An Improved Exact Algorithm for the Domatic Number Problem

Dr Holger Spakowski, University of Cape Town
Thursday 29 November 2007, 14h00, M 111 (Seminar Room)

The 3-domatic number problem asks whether a given graph can be partitioned into three dominating sets. We prove that this problem can be solved by a deterministic algorithm in time 2.695^n (up to polynomial factors) and in polynomial space. This result improves the previous bound of 2.8805^n, which is due to Björklund and Husfeldt. To prove our result, we combine an algorithm by Fomin et al. with Yamamoto's algorithm for the satisfiability problem. In addition, we show that the 3-domatic number problem can be solved for graphs G with bounded maximum degree Delta(G) by a randomized polynomial-space algorithm, whose running time is better than the previous bound due to Riege and Rothe whenever Delta(G)>=5. Our new randomized algorithm employs Schöning's approach to constraint satisfaction problems

Talks on Analog Computation

Prof Jeffery Zucker, McMaster University, Hamilton, Canada
Wednesday 30 May 2007, 16h00, M 111 (Seminar Room)
Thursday 31 May 2007, 13h00, M 111 (Seminar Room)

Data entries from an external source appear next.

PR #22644, opened 2023-08-27
refactor: fill_diagonal to allow array_like v

yopknopixx:
# PR Description 

`np.fill_diagonal` allows the fill value `val` to be an array like while `ivy.fill_diagonal` only supports `val` be to a `float` or an `int`. Your task is to update the `ivy.fill_diagonal` function to support the `val` to be an array-like as well.

## Related Issue 

This PR is related to the Trello task: https://trello.com/c/2iwvraV8/2600-refactor-ivyfilldiagonal-function
### Backend Progress:
- [x] Torch
- [x] Paddle
- [x] TensorFlow
- [x] Jax
- [x] Numpy


ivy-leaves:

Thank you :hugs:

hello-fri-end (changes requested):
Hey @yopknopixx, thanks for working on this problem and apologies for the super late response here. I looked at the `np.fill_diagonal` function and according to it's documentation it in-place updates the input tensor and the problem is that we can't do inplace updates in jax and tensorflow backend implementations since jax and tensorflow do not natively support inplace updates. However, in our jax and tensorflow backends we have implemented the function compositionally. So, it makes more sense to directly have a compositional implementation in ivy where in we can handle the inplace update by calling the `ivy.inplace_update` function. So, you would basically need to do the following:
1. Remove jax, tensorflow and paddle backend implementations ( even paddle has a compositional implementation)
2. Add a compositional implementation in ivy.
3. Update the tests to generate an array or a number for the `fill_value`

This would basically convert the function to a [mixed function](https://unify.ai/docs/ivy/overview/deep_dive/function_types.html#mixed-functions) . Feel free to directly dm me on discord or gchat incase you have any questions.

yopknopixx:
Hey @hello-fri-end apologies for the delayed response. I just pushed 1 and 2. I'd already completed 3. But, I'm facing issues with `paddle` and `tensorflow`.

1. For `paddle`, it seems there is a bug in the `scatter_nd` function that causes the error: `ivy.Shape(9,) must be equal to ivy.Shape()`.
2. As for `tensorflow`, I'm getting `hypothesis.errors.InvalidArgument: Cannot sample from a length-zero sequence.`

Could you please let me know how to proceed? Especially with the `tensorflow` backend? Meanwhile I'll try to resolve the paddle issue.

Also, I'm not sure I completely understand the motivation behind doing this. This won't have any performance benefits, right? (Ivy would still have to create new backend arrays)

ivy/functional/backends/torch/experimental/manipulation.py
```diff
@@ -435,7 +435,7 @@ def unique_consecutive(
 
 def fill_diagonal(
     a: torch.Tensor,
```
hello-fri-end, line 437: let's remove the torch implementation as well since there isn't any a native `fill_diagonal` function that we are leveraging here. Our compositional implementation in ivy would be just as efficient when the code is compiled.

ivy/functional/ivy/experimental/manipulation.py
```diff
@@ -2177,14 +2177,14 @@ def unique_consecutive(
 
 
 @handle_exceptions
-@handle_backend_invalid
 @handle_nestable
+@handle_partial_mixed_function
```
hello-fri-end, line 2181: No need for this since this is just a mixed function and not a partial mixed function.

hello-fri-end (changes requested):
Hey @yopknopixx, you seem to have removed a lot of test from `ivy_tests/test_ivy/test_functional/test_experimental/test_core/test_manipulation.py`. Could you please undo that and resolve the comments I have left. Happy to review again once you are done :)

yopknopixx:
Hey, @hello-fri-end I've made the changes you've asked. But there is some problem running the test for the `tensorflow` backend. `hypothesis.errors.InvalidArgument: Cannot sample from a length-zero sequence.`
Could you please point me in the right direction on how to solve it?

hello-fri-end:
> Hey, @hello-fri-end I've made the changes you've asked. But there is some problem running the test for the `tensorflow` backend. `hypothesis.errors.InvalidArgument: Cannot sample from a length-zero sequence.` Which seems related to [this message](https://discord.com/channels/799879767196958751/982738078445760532/1106160632677535744) on Discord.

That happens since `ivy.function_supported_dtypes(ivy.fill_diagonal)` for Tensorflow backend returns `int32` and `int64` and therefore `helpers.get_dtypes("float")` would return an empty list which leads to this error. Changing `float` to `valid` should fix the problem I believe.

yopknopixx:
Thanks @hello-fri-end! That solved the problem. Is this ready to be merged?

hello-fri-end (approved):
Looks like there are no related failures on the CI! Feel free to merge this @yopknopixx. Great work here, thanks for the contribution! :rocket:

  • Talk 1: What is Analog Computation?
    Around the mid-20th century, it seemed that analog computation had been eclipsed by digital computation. However, in the last few decades there has been a resurgence of interest in analog computing. In this (non-technical) talk, I will discuss analog computation in general, and try to explain this resurgence of interest.

  • Talk 2: Fixed Point Semantics for Analog Networks
    In this talk, I will describe recent work by John Tucker (Swansea) and myself on fixed point semantics for analog networks of processors and channels containing streams of real numbers or other continuous data.

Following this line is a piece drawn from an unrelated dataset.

PR #1661, opened 2015-05-05
Bug 4884: make clean removes all documentation files

ibennetch:

This seems right to me, but I'd appreciate a second look before merging.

Note: Each talk is essentially self-contained, though there will be some cross-references.

Problems as Solutions

Dr Peter Schuster, University of Munich, Germany
Monday 19 March 2007, 15h00, M 111 (Seminar Room)

If a continuous function on a complete metric space has approximate roots and in a uniform manner at most one root, then it actually has a root. We validate this heuristic principle in Bishop-style constructive mathematics without countable choice, following Richman's way of defining the completion of a metric space as the set of all locations.